How can we boost our ROI and help Canadians avoid career regret?

Reading Time: 4 minutes

In 2019, CERIC conducted a National Survey of Career Service Professionals that shares unsettling statistics of clients’ career regrets.   

Career practitioners report that among their clients: 

  • 71.7% say “I wish I had understood myself better and chosen a career that is aligned with my values” 
  • 66.5% say “I wish I hadn’t been pressured into pursuing a career I didn’t want to pursue” 
  • 61% say “I wish I hadn’t played it safe and let fear prevent me from taking a different career direction” 
  • 58.8% say “I wish I hadn’t narrowed my options so soon and been able to explore other careers” 

Also, a 2015 CERIC survey found that “One in two Canadians who have not had career counselling say they would have sought professional career planning or employment advice if they could do it over again…”. There is clearly great need and desire for Canadians to access career counselling.   

Over the past 12 years, I have asked peers to rate how they feel we are doing with providing career decision-making assistance to all Canadians. Answers are consistently in the range of 2-5 out of 10. That’s distressing, because we are working really hard. How do we improve our return on investment?  

The career industry has never been static. Over my 40+ years I’ve observed many changes and much growth. Perhaps by reflecting on that history, we can see some possibilities for future development, improve the return on our professional investment and help Canadians avoid future career regret.  

Intuitive career counselling 

Before the major recession in the early 1980s, jobs were abundant. We weren’t asked to spend much time on the career decision-making aspect of career counselling. Clients wanted help finding jobs (ie, employment counselling).  

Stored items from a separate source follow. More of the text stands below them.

PR #645, opened 2024-06-28
Add option to mount CVMFS in skaha deployments

t1mk1k:
Add functionality to mount CVMFS in skaha deployments, by default this is turned off.

CVMFS will be mounted in:
- launch-carta.yaml
- launch-contributed.yaml
- launch-desktop-app.yaml
- launch-headless.yaml
- launch-notebook.yaml

and NOT in:
- launch-desktop.yaml

Changes:
- Introduce a variable to enable CVMFS (`deployment.skaha.cvmfsEnabled`)
- Add two helper functions for including the CVMFS Volume and VolumeMount in `deployment/helm/skaha/templates/_helpers.tpl`
- Adjust the control logic in `deployment/helm/skaha/templates/skaha-config-configmap.yaml` to:
  - use Helm templating logic on `deployment/helm/skaha/skaha-config/*.yaml` files
  - filter out none templating files
  - introduce scoping, so `.Files` and `.Values` are accessible in the range scope

PR #681, opened 2024-08-13
SP-4539 - Multiple mounts and types

anujachaitanya:
As part of this pull request, 
1. we have introduced templates for extra volume configs in the launch files. Also have refactored volumes and volume mounts. 
  We are as of now, targeting four type of volumes. 

  -   Persistent Volume
  -   HostPath
  -   ConfigMap
  -   Secrets

  We can introduce some more types, If needed. 

CC : @abhishekghoshhh @rob-tw


at88mph (changes requested):
Typically, the Helm definitions in the `session-volumes.yaml` and `session-volumes-mounts.yaml` would all go into the `_helpers.tpl` file.  Were the new files created to separate them?

anujachaitanya:
> Typically, the Helm definitions in the `session-volumes.yaml` and `session-volumes-mounts.yaml` would all go into the `_helpers.tpl` file. Were the new files created to separate them?

Yes. Going on we may introduce different volume types, in those cases separate files would be easier to maintain.

deployment/helm/skaha/templates/session-volumes-mounts.yaml
```diff
@@ -0,0 +1,52 @@
...
+          subPath: "cavern"
+        - mountPath: "/scratch"
+          name: scratch-dir
+          subPath: "${skaha.sessionid}"
+{{- end }}
+
+{{- define "skaha.session.cartaVolumeMounts" -}}
+        - mountPath: "/skaha-system"
+          name: start-carta
+{{- end }}
```
brianmajor: I don't think we need to generalize the type-specific mounts, only the common set of mounts that will go into each session (regardless of type).  So, I would suggest returning these startup script mounts back to the launch-*.yaml files.

Another reason to do that is because there are references to those scripts in the `cmd` section.  Having those in two different places creates a dependency, and thus makes it harder to understand and maintain.

deployment/helm/skaha/templates/session-volumes-mounts.yaml
```diff
@@ -0,0 +1,52 @@
...
+          {{- end }}
+          {{- if .volumeMount.readOnly }}
+          readOnly: {{ .volumeMount.readOnly }}
+          {{- end }}
+          {{- if .volumeMount.mountPropagation }}
+          mountPropagation: {{ .volumeMount.mountPropagation }}
+          {{- end }}
+        {{- end }}
+        {{- end }}
+        - mountPath: "/etc/passwd"
```
brianmajor: I consider the mounting of /etc/passwd and /etc/group a system requirement so should returned to the launch-*.yaml files.  The others (/cavern and /scratch) should stay here as deployers may want to change those.

brianmajor (changes requested):
Thanks for this PR, it's very close to being approvable.  My two inline comments are about returning the 'system' volume mount information (stuff that will break if not there) back to the launch-*.yaml files.

Additionally, there is some contention with the CVMFS PR, here:  https://github.com/opencadc/science-platform/pull/645/files
It is essentially a concrete example of an additional mount that deployers would choose, and if fact we are likely to choose.  Could you please use this as an example in your PR on how to add an additional common mount to all sessions?  I don't know if you'll be able to integrate the `enableCVMFS` flag that's in there, but if not, that's okay.  A commented out example would be sufficient.

Let me know if you have any questions.

deployment/helm/skaha/templates/session-volumes.yaml
```diff
@@ -0,0 +1,72 @@
+{{- define "skaha.session.commonVolumes" -}}
+      {{- if .Values.sessions.extraVolumes }}
```
rptaylor, line 2: Personally I don't see the benefit of defining complex logic like this.
It is much simpler to just let the user define the desired volumes and volumeMounts with a direct definition in Helm values of arbitrary YAML, and just insert that YAML, like e.g. [this](https://gitlab.cern.ch/eos/eos-charts/-/merge_requests/50/diffs?commit_id=c863db520c1f35e4f7000af443f46a046ef171fb).  [Here](https://gitlab.cern.ch/eos/eos-charts/-/merge_requests/50/diffs?commit_id=a754e8e887e318bea4ef8ef8f3f5aa5f92f59dfd) is an example of what the usage looks like.

It is not necessary (or feasible) to enumerate every possible volume mounting option or type and have an if statement and corresponding value for each one; IMHO that adds unnecessary complexity to the chart. It is better to have complex data (structured YAML in your values file) than complex code.

That being said I'm not a science-platform maintainer, this is just a suggestion.

rptaylor: If done in a fully general way like that it can be used to support any type of volume mount, so it should be possible to supersede/replace any specialized specific-purpose volume mounting config like in https://github.com/opencadc/science-platform/pull/645

brianmajor: Thanks for the review, and I see your points @rptaylor   I agree with the aim of constraining the complexity.  Perhaps one benefit of this approach is that you don't have to re-apply your mounting config to the yaml launch files after a helm upgrade.

deployment/helm/skaha/templates/session-volumes-mounts.yaml
anujachaitanya: We have moved start up scripts to launch files. Thanks!

deployment/helm/skaha/templates/session-volumes-mounts.yaml
anujachaitanya: We have moved passwd and group volumes to launch files.

anujachaitanya:
@brianmajor Regarding example:

We have added examples for extraVolumes config in the sample-local-values.yaml. We are assuming user has already created the volumes and volumeMounts.

deployment/helm/skaha/templates/session-volumes.yaml
anujachaitanya: Thanks for the review @rptaylor. We added this layer in order to avoid empty values and sanitise the input data. To avoid any failures regarding the same. User can just add their volumes via values.yaml, you can refer the example in sample-local-volumes.yaml.

brianmajor:
Thanks for the updates @anujachaitanya, looking better.  

We still need to figure out how to reconcile this with PR #645  After thinking about this some more, I feel that the CVMFS PR is an important feature and it's attractive to have it all enabled with the boolean in the helm values.  So, others please chime in here, but I'm thinking that we merge #645 first and then see what the conflicts look like in this PR.  Thoughts?

deployment/helm/skaha/templates/session-volumes.yaml
rptaylor: What's wrong with empty values?
Personally IMHO the k8s API is the best place to validate and sanitize input, rather than duplicating each field of the API in the Helm chart.  Further if statements would need to be added to support cephfs, emptydirs, CSI volume types, various other options of configmaps and secrets, etc. (`kubectl explain pod.spec.volumes.secret; kubectl explain pod.spec.volumes.configMap`)

 It is also convenient to be able to just copy/paste the same format of YAML that is equally valid in a pod spec as in the helm values.  Anyway that is just my 2c.

rptaylor:
@brianmajor  I would lean towards supporting fully generalized volumes and volumeMounts, so that the same chart functionality can be used to support mounting any arbitrary volumes in any possible way. Then it would support both CVMFS volumes (in particular, both the hostPath and CSI-based approaches) and anything else too.

Personally in my charts I lean towards the most flexible approach, supporting arbitrary YAML (like I suggested [here](https://github.com/opencadc/science-platform/pull/681#discussion_r1735374289) - simple code and complex values) but the appropriate approach depends on the perspective of the chart's users and developers. For end users of the charts it can be nicer to have easy options like e.g. `enableCVMFS: true` instead of laying out all the explicit YAML details of the required CVMFS volume, but this means the chart code requires more logic, i.e. simple values, complex code.

deployment/helm/skaha/templates/session-volumes.yaml
```diff
@@ -0,0 +1,36 @@
...
+          {{- end }}
+        {{- end }}
+      {{- end }}
+      {{- end }}
+      - name: cavern-volume
+        persistentVolumeClaim:
+          claimName: skaha-workload-cavern-pvc
+      - name: scratch-dir
+        emptyDir: {}
+      - name: init-users-groups
```
brianmajor: Hi @anujachaitanya - Should this stanza (init-users-groups) be in the yaml files as well because it is more of a system concept rather than user-facing?

brianmajor (changes requested):

deployment/helm/skaha/templates/session-volumes.yaml
anujachaitanya: Hello @brianmajor, We have moved init-users-groups volumes to launch files.

brianmajor:
Thanks @anujachaitanya .  One last review by @at88mph please then we can merge and close this.

anujachaitanya:
Hello @brianmajor, As discussed yesterday. Have added the changes for SP-4265. In this PR. Please have a look at it.

deployment/helm/skaha/skaha-config/launch-carta.yaml
```diff
@@ -61,7 +61,7 @@ spec:
         command: ["/bin/sh", "-c"]
         args:
         - /skaha-system/skaha-carta.sh ${SKAHA_TLD} ${SKAHA_TLD}/projects
-        imagePullPolicy: IfNotPresent
+        imagePullPolicy: Always
```
brianmajor:
```suggestion
        imagePullPolicy: IfNotPresent
```

deployment/helm/skaha/skaha-config/launch-desktop.yaml
```diff
@@ -56,16 +56,14 @@ spec:
...
-          value: "${software.desktop.app.token}"
         securityContext:
           privileged: false
           allowPrivilegeEscalation: false
           capabilities:
             drop:
               - ALL
         image: ${software.imageid}
-        imagePullPolicy: IfNotPresent
+        imagePullPolicy: Always
```
brianmajor:
```suggestion
        imagePullPolicy: IfNotPresent
```

deployment/helm/skaha/skaha-config/launch-carta.yaml
brianmajor: Pull policy should be IfNotPresent everywhere.

deployment/helm/skaha/skaha-config/launch-headless.yaml
```diff
@@ -60,7 +60,7 @@ spec:
             drop:
               - ALL
         workingDir: "${SKAHA_TLD}/home/${skaha.userid}"
-        imagePullPolicy: IfNotPresent
+        imagePullPolicy: Always
```
brianmajor:
```suggestion
        imagePullPolicy: IfNotPresent
```

skaha/src/main/java/org/opencadc/skaha/image/GetAction.java
```diff
@@ -159,30 +160,36 @@ public List<Image> call() throws Exception {
...
+            throw e;
         } finally {
             if (taskExecutor != null) {
                 taskExecutor.shutdown();
             }
         }
-        
+
+        redis.put(IMAGE_LAST_UPDATED_TIMESTAMP, String.valueOf(System.currentTimeMillis()));
+        redis.put(PUBLIC_IMAGES, new ImageList(images));
```
brianmajor: How does the ImageList class an improvement to List<Image>?  If there is an advantage then perhaps this method should return `ImageList` rather than `List<Image>`?

skaha/src/main/java/org/opencadc/skaha/image/GetAction.java
```diff
@@ -102,30 +98,35 @@ public GetAction() {
...
         syncOutput.getOutputStream().write(json.getBytes());
     }
-        
+
     protected List<Image> getImages(String idToken, String typeFilter) throws Exception {
+        String lastUpdated = redis.get(IMAGE_LAST_UPDATED_TIMESTAMP);
+        if (isImageListUpdated(lastUpdated)) {
+            return redis.get(PUBLIC_IMAGES, ImageList.class).get();
+        }
+
```
brianmajor: I think there is a threading and timing issue with the cache refresh.  If you take our current production deployment as an example, the call(s) to list images from harbor takes quite a while right now, let's say 10 seconds.  During this 10 seconds, more requests to list images will come in and will also attempt to refresh the cache because the timestamp has not yet been updated.  So, one issue is that there should only be 1 thread trying to refresh the cache at any given time.

Also, by using the user's thread to do the cache refresh, it will result in an inconsistent user experience.  Some calls may use the cache and be really fast and others won't.

So it's sounding like the cache refresh should be done in the backgroud.  Maybe a k8s cron is the way to do manage the cache?  Then skaha would use the cache on each call.  However you then have a startup dependency--the cron must run once before skaha can use the cache.

Open to ideas on this, but changes are definitely needed.

brianmajor (changes requested):
I've taken a look at the recent additions related to caching the harbor image list and have made some inline comments.  However, and I could be mistaken, I had thought that the intent of that work was to remove support for proprietary images in harbor, in which case I would have expected to see the removal of imagePullSecrets in the launch*.yaml files and the removal of Authorization tokens from the calls to the harbor API.

brianmajor:
Hi @anujachaitanya - I think I had misheard what Abhishek had said during our meeting, or maybe I didn't make myself clear.  I didn't expect these last 2 commits (related to redis and harbor) to be combined with this PR.  I don't know how hard it would be to separate them again, but it would make reviewing, testing, and releasing much easier for us if they were separate.

skaha/src/main/java/org/opencadc/skaha/image/GetAction.java
abhishekghoshhh: Hi @brianmajor, there is an issue in **deserialisation** with the **ObjectMapper**, that it do not accepts something like **List<Image>.class**, we have to give it **List.class** and after deserialisation it converts into List of Map automatically. This is a problem of all classes in java which use Generics. So to avoid that we have used ImageList which is nothing but a DTO class. If List<Image> is a class member then the ObjectMapper will not have any issues to deserialise.

abhishekghoshhh:
> Hi @anujachaitanya - I think I had misheard what Abhishek had said during our meeting, or maybe I didn't make myself clear. I didn't expect these last 2 commits (related to redis and harbor) to be combined with this PR. I don't know how hard it would be to separate them again, but it would make reviewing, testing, and releasing much easier for us if they were separate.

Hi @brianmajor we might have misunderstood you in the last call. Actually we were thinking to send 2 PR separately but only yesterday we merged the redis changes. We'll revert the last merge.

abhishekghoshhh:
> I've taken a look at the recent additions related to caching the harbor image list and have made some inline comments. However, and I could be mistaken, I had thought that the intent of that work was to remove support for proprietary images in harbor, in which case I would have expected to see the removal of imagePullSecrets in the launch*.yaml files and the removal of Authorization tokens from the calls to the harbor API.

Hi @brianmajor. After discussing the acceptance criteria with Sharon, she clarified that this story is primarily focused on addressing Harbor's scalability issues. The handling of proprietary images will be dealt with separately at a later stage, which is why we haven't touched that part in this story. 
However, if it's necessary to remove the code related to proprietary images now, we can do that and push the changes. Could you please confirm whether we should proceed with removing that code?

anujachaitanya:
> > Hi @anujachaitanya - I think I had misheard what Abhishek had said during our meeting, or maybe I didn't make myself clear. I didn't expect these last 2 commits (related to redis and harbor) to be combined with this PR. I don't know how hard it would be to separate them again, but it would make reviewing, testing, and releasing much easier for us if they were separate.
> 
> Hi @brianmajor we might have misunderstood you in the last call. Actually we were thinking to send 2 PR separately but only yesterday we merged the redis changes. We'll revert the last merge.

We have reverted the changes from redis and harbor. Please have a look at it.

brianmajor:
> > > Hi @anujachaitanya - I think I had misheard what Abhishek had said during our meeting, or maybe I didn't make myself clear. I didn't expect these last 2 commits (related to redis and harbor) to be combined with this PR. I don't know how hard it would be to separate them again, but it would make reviewing, testing, and releasing much easier for us if they were separate.
> > 
> > 
> > Hi @brianmajor we might have misunderstood you in the last call. Actually we were thinking to send 2 PR separately but only yesterday we merged the redis changes. We'll revert the last merge.
> 
> We have reverted the changes from redis and harbor. Please have a look at it.

Great, thank you, we will take another look at this PR.  And yes, the redis/caching should be in a separate PR.

brianmajor:
> > I've taken a look at the recent additions related to caching the harbor image list and have made some inline comments. However, and I could be mistaken, I had thought that the intent of that work was to remove support for proprietary images in harbor, in which case I would have expected to see the removal of imagePullSecrets in the launch*.yaml files and the removal of Authorization tokens from the calls to the harbor API.
> 
> Hi @brianmajor. After discussing the acceptance criteria with Sharon, she clarified that this story is primarily focused on addressing Harbor's scalability issues. The handling of proprietary images will be dealt with separately at a later stage, which is why we haven't touched that part in this story. However, if it's necessary to remove the code related to proprietary images now, we can do that and push the changes. Could you please confirm whether we should proceed with removing that code?

Hi @abhishekghoshhh @SharonGoliath - Actually, I don't see how caching could work without removing the proprietary access to harbor.  Since each users' view of the images available for launch is specific to them (they may have read or write access to images that others don't have), the cache would have to be indexed by user, so not very useful.  The current PR has a shared cache for all users, which would be the view of the public images in harbor.  So, removing the function of proprietary access to harbor goes hand-in-hand with adding caching.  There should be two areas in which the users' harbor credentials are removed:
1. On API calls to harbor--don't use (or obtain) the idToken on those calls.
2. On job launch--don't use (or obtain) the imagePullSecret (the 'cliSecret' in harbor).

deployment/helm/skaha/skaha-config/launch-carta.yaml
```diff
@@ -79,36 +79,26 @@ spec:
           protocol: TCP
           name: frontend-port
         volumeMounts:
+        - mountPath: "/skaha-system"
+          name: start-carta
```
brianmajor, line 83: It looks like launch-carta.yaml is the only one that has the start script mount removed, and I'm thinking that was a mistake?

brianmajor (changes requested):

deployment/helm/skaha/skaha-config/launch-carta.yaml
anujachaitanya: Hello @brianmajor, We haven't removed the start-script mount. It seems the order of mounts has changed hence it might seem like its removed. 

```    
    volumeMounts:
        - mountPath: "/skaha-system"
          name: start-carta
        - mountPath: "/etc/passwd"
          name: etc-passwd
          subPath: passwd
        - mountPath: "/etc/group"
          name: etc-group
          subPath: group
        {{ template "skaha.session.commonVolumeMounts" . }}
      volumes:
      - name: etc-group
        emptyDir: { }
      - name: etc-passwd
        emptyDir: { }
      - name: start-carta
        configMap:
          name: launch-scripts
          defaultMode: 0777
      - name: init-users-groups
        configMap:
          name: init-users-groups-config
          defaultMode: 0777
      {{ template "skaha.session.commonVolumes" . }}
   ```

brianmajor: Right, sorry, my mistake!

brianmajor (approved):

at88mph (approved):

Post-recession saw a drastic decrease in the number of jobs. A very different labour market evolved, characterized by rapid change, uncertainty, blurred work/home boundaries and constant chaos. We shifted our attention to focus more on helping clients make complex career decisions so they could figure out what they wanted their career to look like. What I will refer to as “Intuitive Career Counselling” came into its own. This counselling methodology is both an art and a science. Armed with formal training in one or more career planning methodologies/theories (eg, counselling psychology) as well as critical intuitive skills, counsellors guide clients (from high school age to retirement) to find the right places in their personal and their work lives so they can become fully contributing, happy, healthy community members.  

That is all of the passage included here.